> **REQUIREMENT**
Using "status" as the search string, find the matching lines below and copy them.

> **RECORDS FOR PROCESSING**
PR #1198, opened 2017-06-27
tests/smoke/aws/: grafiti cleanup hook if smoke test fails

### LINKED ISSUE #1116: Hook grafiti in every PRs
In addition to running Grafiti daily, we should replace our Jenkin's failure hook by Grafiti, therefore we will be able to garbage collect any resource regardless of Terraform's state.

estroz:
Jenkinsfile: added step after second destroy attempt that cleans all
created resources

tests/smoke/aws/: function that runs the grafiti Docker container and
deletes resources based on `tectonicClusterID`

In the case of `terraform destroy` failure, `grafiti delete` will clean up resources unsuccessfully destroyed using their `tectonicClusterID` tag.

Fixes #1116

### DIFF
--- a/Jenkinsfile
+++ b/Jenkinsfile
@@ -207,24 +207,27 @@ pipeline {
       post {
         failure {
           node('worker && ec2') {
-            withCredentials(creds) {
+            withCredentials([creds, quay_creds]) {
               withDockerContainer(builder_image) {
                 checkout scm
                 unstash 'installer'
-                retry(3) {
-                  timeout(15) {
-                    sh """#!/bin/bash -ex
-                    ${WORKSPACE}/tests/smoke/aws/smoke.sh destroy vars/aws.tfvars
-                    """
-                  }
+                timeout(15) {
+                  sh """#!/bin/bash -x
+                  ${WORKSPACE}/tests/smoke/aws/smoke.sh destroy vars/aws.tfvars
+                  """
                 }
-                retry(3) {
-                  timeout(20) {
-                    sh """#!/bin/bash -ex
-                    ${WORKSPACE}/tests/smoke/aws/smoke.sh destroy vars/aws-vpc.tfvars
-                    ${WORKSPACE}/tests/smoke/aws/smoke.sh destroy-vpc
-                    """
-                  }
+                timeout(20) {
+                  sh """#!/bin/bash -x
+                  ${WORKSPACE}/tests/smoke/aws/smoke.sh destroy vars/aws-vpc.tfvars
+                  ${WORKSPACE}/tests/smoke/aws/smoke.sh destroy-vpc
+                  """
+                }
+                timeout(10) {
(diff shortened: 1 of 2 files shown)


Jenkinsfile
```diff
@@ -226,6 +226,15 @@ pipeline {
                     """
                   }
                 }
+                retry(2) {
```
kans: Why two retries?

Jenkinsfile
```diff
@@ -226,6 +226,15 @@ pipeline {
...
+                  timeout(10) {
+                    sh """#!/bin/bash -ex
+                    docker login -u="$QUAY_ROBOT_USERNAME" -p="$QUAY_ROBOT_SECRET" quay.io
+                    docker pull quay.io/coreos/grafiti:latest
+                    ${WORKSPACE}/tests/smoke/aws/smoke.sh grafiti-clean vars/aws.tfvars
```
kans: We create two clusters on aws - `aws.tfvars` and `aws-vpc.tfvars`.

kans:
Maybe we should drop the [retries around destroy](https://github.com/estroz/tectonic-installer/blob/22e3fa44fea44bbd7af11a85e7873e701e97b7c2/Jenkinsfile#L214)?

estroz:
@kans retries on both destroys? or just the one you linked

kans:
@estroz Sorry, the old post/failure retry loops.  @ggreer @Quentin-M

Quentin-M:
I think we could drop the `terraform destroy` altogether in the failure hooks now and go straight up with grafiti. We just want to clean up.

kans:
> I think we could drop the terraform destroys altogether in the failure hook now and go straight up with grafiti.

Keeping both but no retries gives the best chance of cleanup I think.

Jenkinsfile
```diff
@@ -207,24 +207,28 @@ pipeline {
...
-                    ${WORKSPACE}/tests/smoke/aws/smoke.sh destroy-vpc
-                    """
-                  }
+                timeout(20) {
+                  sh """#!/bin/bash -ex
+                  ${WORKSPACE}/tests/smoke/aws/smoke.sh destroy vars/aws-vpc.tfvars
+                  ${WORKSPACE}/tests/smoke/aws/smoke.sh destroy-vpc
+                  """
+                }
+                timeout(10) {
```
kans: Is this long enough for two grafiti runs?

estroz: Definitely. `grafiti delete` takes less than 10 minutes to delete an entire AWS region, so 1 cluster shouldn't be more than that.

kans: One last thing: if `destroy` is failing, we this code run?

estroz: Now that I've removed `-e` from destroy step shebangs, they should fall through to grafiti

PR #1200, opened 2017-06-27
Merge images

alexsomesan:
This allows users to pass individual container images as overrides instead of having to provide the whole map in tfvars.

/cc: @Quentin-M @mxinden


mxinden:
@alexsomesan Updated documentation and examples.

alexsomesan:
@mxinden good catch! thanks for that.

alexsomesan:
@mxinden 
We forgot the other platforms.
Can you please apply the same changes to the remaining platforms?
I've already done it for AWS here https://github.com/coreos/tectonic-installer/pull/1200/commits/108d6e5e5a56270c4bb17bf9ae8c21caa6cf1cca
Use that as an example.

platforms/azure/main.tf
```diff
@@ -92,9 +93,9 @@ module "workers" {
   cluster_name                 = "${var.tectonic_cluster_name}"
   public_ssh_key               = "${var.tectonic_azure_ssh_key}"
   virtual_network              = "${module.vnet.vnet_id}"
-  subnet                       = "${module.vnet.worker_subnet}"
```
mxinden: @alexsomesan Just to make sure: This is a wanted change, right?

Quentin-M:
This adds quite a bit of complexity.. Can't a jq command achieve the same? Or sed even. It is extremely easy to change an image's version programmatically with a sed regexp.

PR #1206, opened 2017-06-27
Use shellcheck v0.4.6

ggreer:
- Update builder image to use shellcheck v0.4.6.
- Fix new shellcheck errors.
- Update Jenkinsfile to use new builder image.

Ubuntu & Debian are on v0.4.4. People using homebrew or other installation methods are likely on newer versions that cause `make lint` to report shellcheck errors that Jenkins doesn't catch.

### DIFF
--- a/Jenkinsfile
+++ b/Jenkinsfile
@@ -22,7 +22,7 @@ def quay_creds = [
   )
 ]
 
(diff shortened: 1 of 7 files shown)


Quentin-M:
Thanks!

ggreer:
OK, now it should be good.

PR #1216, opened 2017-06-28
frontend/tests: adds a unit test for synchronous invalidation.

kans:


kans:
smoke tests have failed twice in 3 different ways...

PR #1224, opened 2017-06-28
platforms/aws: set controller manager’s timers to work around ELB’s TTL

Quentin-M:
The default behavior of Kubernetes's controller manager is to mark a node
as Unhealthy after 40s without an update from the node's kubelet. However,
AWS ELB's Route53 records have a fixed TTL of 60s. Therefore, when an ELB's
node disappears (e.g. scaled down or crashed), kubelet might fail to report
for a period of time that exceed the default grace period of 40s and the
node might become Unhealthy. While the eviction process won't start until
the pod_eviction_timeout is reached, 5min by default, certain operators
might already have taken action. This is the case for the etcd operator as
of v0.3.3, which removes the likely-healthy etcd pods from the the
cluster, potentially leading to a loss-of-quorum as generally all kubelets
are affected simultaneously.

To cope with this issue, we increase the grace period, and reduce the
pod eviction time-out accordingly so pods still get evicted after an total
time of 340s after the first post-status failure.

[Here](https://github.com/kubernetes-incubator/kubespray/blob/master/docs/kubernetes-reliability.md) is a good read explaining how the various grace periods and update
periods work together and how their values should be calculated. Note that 
we do not let the users configure kubelet's `--node-status-update-frequency`
and controller-manager's `–-node-monitor-period` due to the fact that these flags are
set in different Terraform modules. Therefore, this PR does not introduce the ability to 
set fast-paced failure detection and pod eviction. The grace period must still be 
set > 10-20sec, with 40sec being the minimum recommended. This is a non-goal as
this PR mainly tries to address the issues we are facing with self-hosted etcd on AWS. 

Fixes https://github.com/coreos-inc/tectonic-issues/issues/268

Ref: https://github.com/kubernetes/kubernetes/issues/41916
Ref: https://github.com/kubernetes-incubator/kube-aws/issues/598

/cc @xiang90 @sym3tri @robszumski @bison

### DIFF
--- a/modules/bootkube/assets.tf
+++ b/modules/bootkube/assets.tf
@@ -99,7 +99,7 @@ resource "template_dir" "bootkube" {
 
     tectonic_version = "${var.versions["tectonic"]}"
 
-    master_count = "${var.master_count}"
+    master_count              = "${var.master_count}"
     node_monitor_grace_period = "${var.node_monitor_grace_period}"
     pod_eviction_timeout      = "${var.pod_eviction_timeout}"
   }
--- a/modules/bootkube/assets.tf
+++ b/modules/bootkube/assets.tf
@@ -100,6 +100,8 @@ resource "template_dir" "bootkube" {
     tectonic_version = "${var.versions["tectonic"]}"
 
     master_count = "${var.master_count}"
+    node_monitor_grace_period = "${var.node_monitor_grace_period}"
+    pod_eviction_timeout      = "${var.pod_eviction_timeout}"
   }
 }
 
--- a/modules/bootkube/resources/manifests/kube-controller-manager.yaml
+++ b/modules/bootkube/resources/manifests/kube-controller-manager.yaml
@@ -38,6 +38,8 @@ spec:
         - --root-ca-file=/etc/kubernetes/secrets/ca.crt
         - --service-account-private-key-file=/etc/kubernetes/secrets/service-account.key
         - --leader-elect=true
+        - --node-monitor-grace-period=${node_monitor_grace_period}
+        - --pod-eviction-timeout=${pod_eviction_timeout}
         - --cloud-provider=${cloud_provider}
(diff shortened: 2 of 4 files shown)


xiang90:
@Quentin-M I think this is an awesome improvement. But I also want us to do some QA on this to ensure it does fix our problem.

Quentin-M:
Agreed~

hongchaodeng:
Thanks @Quentin-M . This change looks great!

I just want to add that, besides `node-monitor-period` which fixes the node becoming unready problem, we also have two other problems that needs to fix:
- **Kubelet** already failed to talk to one endpoint of APIServer, why it didn't cut its connection and retry? 
From https://github.com/kubernetes-incubator/kubespray/blob/master/docs/kubernetes-reliability.md:
> Kubelet uses http.Client() Golang method, but has no specified timeout.

- **ELB** knew that one endpoint is gone/unhealthy, why it didn't cut kubelet's connection? To be verified that ELB won't cut the long connection after node disappears.

- `node monitor grace period` is 40s, buth `pod-eviction-timeout` by default is 5min. That means kubelet & ELB combined didn't cut the connection after 5*60 + 40 = 340s. So I'm worried about there is some other problematic timeout values lying around that would cause trouble to long connections.

Quentin-M:
@hongchaodeng Agreed with you 100% on this one. This is another point we discussed this morning where we were wondering how was this possible that after 5m40s, the communication was not re-established. My guess is that the Idle Timeout configured (3600s) on the ELB defines the TCP Keep-Alive, and that due to that and AWS never terminating the connection forcefully on node destruction, the connection is never interrupted and Kubelet thinks the TCP stream is still valid.

We need to verify the behavior manually on a simple case. This might take a while though because we have no control on the ELB's internal ASG.

robszumski:
Great work tracking this down everyone!

PR #1192, opened 2017-06-26
installer ux: add K8s client progress into installer status screen

LyonesGamer:
Fixes #561.

 * Separates the Tectonic and Terraform status APIs so they don't rely on each other
 * Splits the "Starting Tectonic Console" status check into multiple Kubernetes and Tectonic components

Still in progress.

PR #1229, opened 2017-06-28
	installer: update vendors for k8s.io/client-go/kubernetes to compile

Quentin-M:
Otherwise, the gogo/protobuf and k8s.io/client-go versions are not in
sync and it won’t compile as soon as it is imported.

The same issue was tackled for smoke vendors in:
coreos#1066.

```
vendor/k8s.io/client-go/pkg/api/unversioned/generated.pb.go:74:
undefined: proto.GoGoProtoPackageIsVersion1
```

```
ProtoPackageIsVersion1 is referenced from generated protocol buffer
files to assert that that code is compatible with this version of the
proto package.
```

**How to test?**
Add the following in any Go file:
```
import _ "k8s.io/client-go/kubernetes"
```

And try to compile:
```
$ make backend
```

This unblocks @LyonesGamer's work.


robszumski:
Can we get this reviewed and merged so we can merge https://github.com/coreos/tectonic-installer/pull/1192?

Quentin-M:
It even has a `How to test` section. Shouldn't take more than 5min of your time.

PR #1233, opened 2017-06-28
modules/tectonic/resources/tectonic.sh: update wait for pods logic

rithujohn191:
Account for the case when `kubectl` command returns no resources

### DIFF
--- a/modules/tectonic/resources/tectonic.sh
+++ b/modules/tectonic/resources/tectonic.sh
@@ -57,11 +57,32 @@ function wait_for_tpr() {
 
 function wait_for_pods() {
   set +e
-  local i=0
   echo "Waiting for pods in namespace $1"
-  while $KUBECTL -n "$1" get po -o custom-columns=STATUS:.status.phase,NAME:.metadata.name | tail -n +2 | grep -v '^Running'; do
-    (( i++ ))
-    echo "Pods not available yet, waiting for 5 seconds ($i)"
+  while true; do
+  
+    out=$($KUBECTL -n "$1" get po -o custom-columns=STATUS:.status.phase,NAME:.metadata.name)
+    status=$?
+    echo "$out"
+  
+    if [ "$status" -ne "0" ]; then
+      echo "kubectl command failed, retrying in 5 seconds"
+      sleep 5
+      continue
+    fi
+  
+    # make sure kubectl does not return "no resources found"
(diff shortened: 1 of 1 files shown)


Quentin-M:
ok to test

rithujohn191:
ok to test

s-urbaniak:
ok to test

modules/tectonic/resources/tectonic.sh
```diff
@@ -56,15 +56,36 @@ function wait_for_tpr() {
...
+  
+    if [ "$status" -ne "0" ]; then
+      echo "kubectl command failed, retrying in 5 seconds"
+      sleep 5
+      continue
+    fi
+  
+    # make sure kubectl does not return "no resources found"
+    if [ "$(echo "$out" | tail -n +2 | grep -c '^')" -eq 0 ]; then
+      echo "no nodes were found, retrying in 5 seconds"
```
s-urbaniak: nit: `no resources were found, retrying in 5 seconds`

modules/tectonic/resources/tectonic.sh
```diff
@@ -56,15 +56,36 @@ function wait_for_tpr() {
...
+      sleep 5
+      continue
+    fi
+  
+    stat=$( echo "$out"| tail -n +2 | grep -v '^Running')
```
s-urbaniak: - nit (remove the extraneous whitespace) in `$( echo...`
- additionally we have to wrap this call with `set +e`/`set -e`. `grep` will return with exit code 1, causing the whole script to fail. I think this is also the cause for the CI failure.

modules/tectonic/resources/tectonic.sh
rithujohn191: Done

modules/tectonic/resources/tectonic.sh
rithujohn191: Done. Thought it would be more clean to `set +e/set -e` for the whole function.

rithujohn191:
ok to test

s-urbaniak:
ok to test

modules/tectonic/resources/tectonic.sh
s-urbaniak: @rithujohn191 agreed 👍

PR #1235, opened 2017-06-28
tectonic: use regex for image string parsing

colhom:


colhom:
ok to test

s-urbaniak:
ok to test

modules/tectonic/resources/manifests/monitoring/alertmanager.yaml
```diff
@@ -8,7 +8,7 @@ metadata:
     alertmanager: main
 spec:
   replicas: 2
-  baseImage: ${element(split(":",alertmanager_image),0)}
+  baseImage: ${replace(alertmanager_image,image_re,"$1")}
```
alexsomesan: The established practice throughout the rest of the code is to just have variables interpolated into templates. Any calculations necessary to get to the values of those template variables should ideally be done higher up the stack, in the template_* resource inputs or the module inputs.

Not a technical issue, just a code consistency one.

platforms/vmware/tectonic.tf
```diff
@@ -77,6 +77,8 @@ module "tectonic" {
   experimental      = "${var.tectonic_experimental}"
   master_count      = "${var.tectonic_master_count}"
   stats_url         = "${var.tectonic_stats_url}"
+
+  image_re = "${var.tectonic_image_re}"
```
alexsomesan: We generally want to keep the number of user-facing input variables to the lowest amount possible and try hard to keep it that way. These inputs are our API to the users. The less inputs we expose the simpler the tool is to understand and use. Also, the easier it is to manage / evolve the API of the installer as it inevitably grows.

Now, in my opinion there's very little reason for this to be a user input. Under the vast majority of use-cases this value will not change and I'd really appreciate if users had one less item to worry about when creating their cluster configs.

If you agree with my point above, let's make this an internal variable to the module and not expose it.

As a side note, I'm using the very same approach for parsing Azure resource IDs and have also added a similar constant variable to the azure modules.

alexsomesan: Now I noticed that the input variable is already there, introduced by your earlier PR, which already got merged. My assessment still holds and I think the input var should be removed.
Since it's already in, no reason to block on it this time. I should have payed better attention to the original PR.

Can you please then follow-up with a PR to remove the input var?

s-urbaniak:
@colhom CI failure reveals an unresolved variable:
```
* template_dir.tectonic: failed to render /home/.../build/aws-tls-pr-1235-.../.terraform/modules/.../resources/manifests/monitoring/alertmanager.yaml: 11:43: unknown variable accessed: image_re
```

Do you mind to have a look?

platforms/vmware/tectonic.tf
colhom: The only reason I have it as a user input is to avoid re-defining the regex in all the modules, instead allowing the value of `tectonic_image_re` to propagate down to all the modules. Is there a way to accomplish this consolidation without defining the variables as we have here?

colhom:
@s-urbaniak missed a var definition :tongue:

platforms/vmware/tectonic.tf
colhom: ping @alexsomesan

alexsomesan: Gave more thought to this issue. We're seeing more often the need for similar "global constant" type of vars, that only make sense internally. We need to find a way to all of them out of the sight of the docs & examples generators, which requires a bit of refactoring.
Since we need to do this anyway for all other situations, let's keep things as they are for now here too, also since this change is not the one that introduced that top-level var.

dghubble:
@colhom how is your image replacement plan going to work with lots of operators spawning deployments on their own, with their own images. This seems unmaintainable.

dghubble:
Also, why was this merged after code freeze? @alexsomesan

squat:
@dghubble as long as it's not cherry-picked into the release branch, it still observes the freeze.

dghubble:
Ah, thanks @squat

yifan-gu:
@colhom Do we need to cherry-pick this to the 1.7 release? If so, we also need to run `make payload` to include the change on payload as well.
/cc @Quentin-M

Quentin-M:
@yifan-gu I don't feel like this is a bug fix, we should be fine.

modules/tectonic/resources/manifests/updater/operators/container-linux-update-operator.yaml
```diff
@@ -23,6 +23,8 @@ spec:
         command:
         - "/bin/update-operator"
         - "--manage-agent=true"
+        - "-agent-image-repo"
```
Quentin-M: May I ask why is this flag modification here? /cc @dghubble

colhom:
@Quentin-M this is definitely a bug. If you specify an image repo like `quay.local:4430/coreos/hyperkube:v1.6.7` the installer is broken

Quentin-M:
@colhom Sorry, I didn't express myself properly, it is indeed. Could you confirm whether this is a hard product requirement for 1.7.1? Thank you! /cc @robszumski.

robszumski:
This is not a hard requirement from my end

modules/tectonic/resources/manifests/updater/operators/container-linux-update-operator.yaml
Quentin-M: Bump ^

dghubble: I did not approve of this

dghubble: After talking with Colin, its for his plan to try to make other image caches work. However, we're dropping all operator/management flags from CLUO (the application) in the release after this one so it won't be here for long.

dghubble: If this change isn't going in v1.7.1 there's nothing to worry about :), the `-agent-image` flag will be a NoOp or removed in the release after this one.

Quentin-M: My understanding is that It'd apparently break some migration work, and it affects the payload. It should probably have been discussed a bit more before merging. But as this is not going to be in the 1.7.1 release, we are probably fine. In the next CLUO release, this flag will be NoOp, so it should not affect it. Thanks for the explanations!

dghubble: It'd actually make the migration easier if this were reverted to remove this before the next Tectonic release. CLUO will not be responsible for "managing" or "operating" other Kubernetes objects then, so no reason to have them at all. We could delete the code. Thoughts? @colhom

dghubble:
The more I consider this the more I worry it may break all operators. This allows manifests to contain custom images and adds flags without notice. This may not be known to TCO and KVO and will be a surprise when updating those components, payloads have no knowledge of these per-cluster customizations. Ideally there are no conflicts in the patch merge, but I had to handle this specially in the prototype operator for CLUO because other flags were being changed. I suspect other operators will have to account for this too. Are they informed?

cc @yifan-gu @derekparker

modules/tectonic/resources/manifests/updater/operators/container-linux-update-operator.yaml
colhom: @dghubble sgtm. sorry for the difficulty

derekparker:
@dghubble not sure I fully understand, but generally for "custom images" and per-cluster configuration, that certainly won't work for any component KVO manages. The "per-cluster" configuration could work eventually once we get our 3-way merge logic fully implemented for flags and such, but as of right now KVO will overwrite the image field or replace the manifest during the upgrade, losing any custom image or per-cluster configuration set.

Quentin-M:
No further actions are needed for 1.7.1. This won't get cherry picked. As far as I'm concerned, this can go in master.

dghubble:
IMO, Tectonic should revert this until there is an idea of how it will work with the upgrades.

dghubble:
@Quentin-M Seems there is a mutual understanding that this won't go in 1.7.1. Now what do we do about master though? I don't want this to be forgotten and accidentally ship

Quentin-M:
@dghubble This is unfortunately not my call to make. I'd say this is the Installer's team one, Core Services's (KVO) and yours (CLUO flag). My understanding regarding to updates is that the images are going to be overwritten by an update - thus breaking the cluster if images have been changed because there is no internet connectivity.

yifan-gu:
@Quentin-M How can a cluster without internet connection then get update payload??

dghubble:
@alexsomesan @robszumski I think we wanna revert this before it makes it in a Tectonic 1.7.2 release

PR #1236, opened 2017-06-28
tests/conformance: remove double quotes for docker run command

rithujohn191:
${MNT_SECRETS} is a multi-valued variable that cannot have quotes around it.


squat:
@rithujohn191 there should still be quotes around all the other variables on that line apart from the mnt_secrets

PR #1237, opened 2017-06-29
frontend: Change AWS docs link to open GUI installer docs

kyoto:
Shouldn't this link open the GUI installer docs?


robszumski:
Yeah, that seems correct to be.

> **RESPONSE TO THE TASK**
time of 340s after the first post-status failure.
we do not let the users configure kubelet's `--node-status-update-frequency`
installer ux: add K8s client progress into installer status screen
 * Separates the Tectonic and Terraform status APIs so they don't rely on each other
 * Splits the "Starting Tectonic Console" status check into multiple Kubernetes and Tectonic components
-  while $KUBECTL -n "$1" get po -o custom-columns=STATUS:.status.phase,NAME:.metadata.name | tail -n +2 | grep -v '^Running'; do
+    out=$($KUBECTL -n "$1" get po -o custom-columns=STATUS:.status.phase,NAME:.metadata.name)
+    status=$?
+    if [ "$status" -ne "0" ]; then
+    if [ "$status" -ne "0" ]; then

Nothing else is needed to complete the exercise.